Masoud injured his leg in a battle against Communist soldiers. He sent his troops to a small valley inside Panjshir called Shaaba. Masoud could not walk very fast, however, and both he and his bodyguard Kaka Tajuddin were in danger of being caught by the enemy. Suddenly a horse appeared in front of them, which they mounted. As they traveled through the villages, they asked about the horse but no one had ever seen it before. After a week they arrived in Dasht-e Rawat, a safe place, and spent the night. When they awoke the horse was dead. In another tale, before starting his fight against the Communists, Masoud dreamt that he saw a holy man with long white hair and a beard. This man tied a green belt around Masoud’s waist.9 The tradition of tying a belt around a man’s waist is an important one in Afghanistan, symbolizing the assignment of an important job. Many years later, shortly before his death, he had another dream. In it the same holy man untied the green belt. While Masoud’s friends thought this meant the Taliban would be defeated and peace would come to Afghanistan, Masoud knew that his job was done, that his soul would soon leave his body and return to God. Shortly thereafter, he was assassinated.10
img3.webp
Figure 1.0 Tomb of Ahmad Shah Masoud, Afghanistan (photo courtesy of Wakil Kohsar).
After his death, Masoud’s tomb quickly became a pilgrimage site visited by those who fought alongside him in battles against the Russians, opposition forces, the Taliban, and Al Qaeda, by his countrymen who remember him from the Soviet–Afghan War and the conflagration that followed, and by young Afghans who were born in the last days of his life.
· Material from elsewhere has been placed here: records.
Issue #6183, opened 2021-12-21
[Web] Add Loading Indicator


tbsbdr:
# Description
Provide immediate feedback for ui-interactions and system status

## User Stories

* > As a user I want to see that the system is working on my command so that I'm reassured that my order is being worked on.

## Value

1. They reassure the user that the system is working and reduce the user’s uncertainty. 
2. Empower the user to do the right actions (if the user knows that the system is copying files, he/she acts different than if she/he thinks that the system is doing nothing)
3. They give the user something to look at while waiting, which makes the waiting period easier to tolerate. 
4. They offer a reason to wait for the system to finish— simply because something appears to be happening.
5. They can reduce users’ perception of time: Users devote some cognitive resources to the feedback itself, and they pay less attention to the wait itself.
6. Enables us to let the user continue their work while a long running process runs in the background

( source: https://www.nngroup.com/articles/progress-indicators/ )
## Acceptance Criteria
- [ ] This progress indicator should be used for any action (with a debounce, see below). At least the potentially long running operations copy, move, batch delete, archive download. 🫣
- [ ] show top loading bar if a user-triggered action takes longer than 500 ms (debounce threshold needs some fine tuning when it can be tried out)
- [ ]  Style: use primary color; check YouTube example video attached.
- [ ]  Indeterminate State: Looped indicator if percent-done is not possible
- [ ]  Multiple long running actions can happen at the same time. ;) Keep loading indicator visible until all of them are finished.

## Definition of done
- Functional requirements
[ ] functionality described in the user story works
[ ] acceptance criteria are fulfilled
- Quality
[ ] codre review happened
[ ] CI is green
[ ] critical code received unit tests by the developer
[ ] automated tests passed (if automated tests are not available, this test needs to be created and passed
- Non-functional requirements
[ ] no sonar cloud issues

## Research / examples
Red loading bar on top:
![2021-12-21_11-16-20 (1)](https://user-images.githubusercontent.com/26610733/147040935-fd2ffa06-c7eb-4954-ae9d-ed52ee598a38.gif)

Blue loading bar on top:
![2022-01-03_17-46-08 (1)](https://user-images.githubusercontent.com/26610733/147956913-3a13d62f-c38b-4204-90ae-34bb0edc4d8f.gif)

tbsbdr:
Added YouTube example

tbsbdr:
Added box com example

lookacat:
[...]

Issue #2134, opened 2019-10-02
[QA] Show progress bar when delete or rename takes longer


jnweiger:
Steps:

* Click on the "Rename" or "Delete" button of any folder for which the user is permitted
* Type another name and click on OK

ACTUAL: After clicking on "OK" the pop-up will be closed. Ther is no loading bar displayed. After a few seconds the entered name is displayed correctly.

EXPECTED: After the pop-up is closed, a loading bar should be displayed besides the navigation bar while updating the folder name.

jnweiger:
Same when adding a favorite:

Steps:

*  Click on the Favorite icon on any folder/file

ACTUAL: See attached video - After clicking on favorite icon, for a short time nothing happens. There is no loading bar displayed. After a few seconds the folder/file is flagged as favorite correctly.

EXPECTED: After clicking on favorite icon, a loading bar should be displayed besides the navigation bar while updating the content area.

PVince81:
favorite already reported here: #1903

PVince81:
I see showing visual feedback as an important feature to make the UI look polished and avoid people wondering whether something is broken.

dj4oC:
I think my issue is related to this one, but I'm not sure.
When I delete a file or a folder, the DELETE gets disabled after clicking and user needs to wait until action is finished.
but: there is no progress or "please wait" or something else shown to the user and the CANCEL Button is still enabled.
So in my opinion, there should be a busy-spinner and the CANCEL-Button needs to be disables

PR #8611, opened 2023-03-15
[full-ci] Add global loading indicator for long running tasks

JammingBen:
## Description
Adds a global loading indicator for long running actions at the top of the page.

## How to use it (for devs)

Simply wrap your Promise in the `addTask` method provided by the `loadingService`:

```
loadingService.addTask(() => {
  return new Promise((resolve, reject) => {
    resolve(true)
  })
})
```

The method also provides a callback `setProgress` which can be used to update the progress of a task.

```
loadingService.addTask((setProgress) => {
  const promises = []
  const actions = [1, 2, 3, 4, 5]

  for (const [i, action] of actions.entries()) {
    promises.push(
      new Promise((resolve, reject) => {
        setProgress({ total: actions.length, current: i + 1 })
        resolve(true)
      })
    )
  }

  return Promise.all(promises)
}, { indeterminate: false })
```

The following options can be provided to `addTask`:

* `debounceTime` - Time until the loading state for a task is set active. Defaults to `200` ms
* `indeterminate` - Determines if the task is in an indeterminate state. Defaults to `true`.

Note that the loading bar won't show a progress when at least one task is in an indeterminate state.

Thx to @dschmidt for helping me out with the task adding & handling!

## Video

https://user-images.githubusercontent.com/50302941/225225397-f99075c4-859b-49da-8b13-66d4fc422188.mov

## Related Issue

- Fixes https://github.com/owncloud/web/issues/6183
- Fixes https://github.com/owncloud/web/issues/2134

## Types of changes

- [ ] Technical debt
- [ ] Tests


ownclouders:
Results for <strong>acceptance oC10</strong> https://drone.owncloud.com/owncloud/web/33656/32/1
- webUITrashbinDelete/trashbinDelete.feature:36

<p>


### webUITrashbinDelete-trashbinDelete_feature-L110.png
  

### webUITrashbinDelete-trashbinDelete_feature-L123.png
  

### webUITrashbinDelete-trashbinDelete_feature-L85.png
  


</p></details>
:boom: The oC10Trashbin tests pipeline failed. The build has been cancelled.

packages/web-pkg/src/services/loadingService.ts
```diff
@@ -0,0 +1,100 @@
...
+    if (!task.state) {
+      task.state = { total: 0, current: 0 }
+    }
+    task.state.total = total
+    task.state.current = current
+    eventBus.publish(LoadingEventTopics.setProgress)
+  }
+}
+
+export const loadingService = new LoadingService()
```
dschmidt, line 100: I would prefer not to export a "default instance", but to make it available via `app.config.globalProperties.$loadingService` and to access that through a `useLoadingService` composable

Yes, I know we create these default instances for all or at least most of the other services, but I still think it's pretty ugly and we should stop 😅

packages/web-pkg/tests/unit/services/loadingService.spec.ts
```diff
@@ -0,0 +1,65 @@
...
+    expect(service.isLoading).toBeFalsy()
+  })
+  it('adds a task and sets it active after the debounce', () => {
+    const service = new LoadingService()
+    const action = new Promise((resolve) => {
+      resolve(true)
+    })
+
+    service.addTask(() => action)
+    jest.runAllTimers()
```
dschmidt, line 23: Maybe add another check *before* the timers are run to check `isLoading` is falsy?

packages/web-pkg/src/services/loadingService.ts
```diff
@@ -0,0 +1,100 @@
...
+    return Math.round((progress / tasks.length) * 100)
+  }
+
+  public addTask(
+    callback: ({ setProgress }: { setProgress: (args: LoadingTaskState) => void }) => Promise<any>,
+    {
+      debounceTime = DEFAULT_DEBOUNCE_TIME,
+      indeterminate = true
+    }: { debounceTime?: number; indeterminate?: boolean } = {}
+  ): Promise<any> {
```
dschmidt, line 60: I think, we can improve the types a little:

Although Masoud is a modern figure and the pilgrimage to his tomb is new, pilgrims to this site follow in the footsteps of their ancestors, for numerous graves, mosques, tombs, and other sites exist in Afghanistan and like other religious and political figures, Masoud fits into a larger cultural milieu. Most students of religion may have never heard of Masoud’s tomb, or the cloak of the Prophet that lies in a shrine in Qandahar, but Afghans have a long history of shrine visitation that extends into north India. The fact that Afghans had “ties to numerous Sufis, living and dead,” and the history of “Afghan notables as keen patrons of non-Afghan Sufis and their shrines,” is absent from most of the scholarship on Islamic pilgrimage.11 In addition, Shi‘i shrines have had a presence in Afghanistan for a millennium, and of course there are ziyarat traditions that are historical, political, and local, defined in many ways by many communities. This concept of ziyarat, then, is where we must begin.
img4.webp
Figure 1.1 Mazar with flags, Xinjiang, China (photo courtesy of Brian Spivey).
ZIYARAT
Islamic pilgrimages are commonly referred to as ziyarat (sing. ziyarah). The Arabic word zara is the source of many words connected to pilgrimage, including ziyara, which means “visitation” and the Persianized ziyaratgah, or “place of pilgrimage,” as well as ziyarat gah mogaddas, a phrase that refers to “places to visit.” The vocabulary used to refer to pilgrimage sites is large, due to the wide geographical distribution of Muslims around the world. In medieval pilgrimage manuals, pilgrimage sites were often referred to as mazarat, but sometimes qubbah (pl. qibab) if a domed structure, mazar (a shrine), qabr (pl. qubur) if a tomb, darih (a tomb or cenotaph), mashhad (a place of martyrdom or witnessing), masjid (pl. masajid) in the case of a mosque that might contain a body or something else of religious significance, or maqam (a place a holy person had visited, such as a footprint or small structure, or a place associated with a vision), or turbah (pl. turab; mausoleum).12 These descriptors denote the Arabic words used for pilgrimage sites, representing only a small sample of the philological communities associated with pilgrimage traditions in Islam. In addition to pilgrimages connected to architectural structures like shrines and mosques, others involve hidden places that have disappeared through the ravages of time and the environment, such as the mazars buried beneath the dunes in Xinjiang, and the temporary shrines that are also found in this part of Asia, “fragile and ephemeral” constructions that are rebuilt time and again.13
Ziyarah has multiple meanings beyond the Arabic “visitations” connected to pilgrimage. It is also the word used for visiting a Sufi shaykh, literally meaning “visitation.”14 The plural ziyarat is also referenced in these cases, signifying the offerings or gifts brought to the shaykh, which in the Nilotic Sudan might include things like “livestock, cloth, slaves, honey, flour, butter, silver, rings, money (māl).”15 In these cases, the visitation or pilgrimage is to a living person rather than a tomb, relic, or holy site, illustrating one of the many ways in which pilgrimage in Islam is an expansive category. The late scholar Shahab Ahmed defined ziyarah as “visitation of saint-tombs to benefit from the cosmic economy of the Sufi’s barakah or spiritual power.”16 However, pilgrims visit sacred sites and bodies for a variety of reasons, as we shall see, and they do not always involve Sufi saints.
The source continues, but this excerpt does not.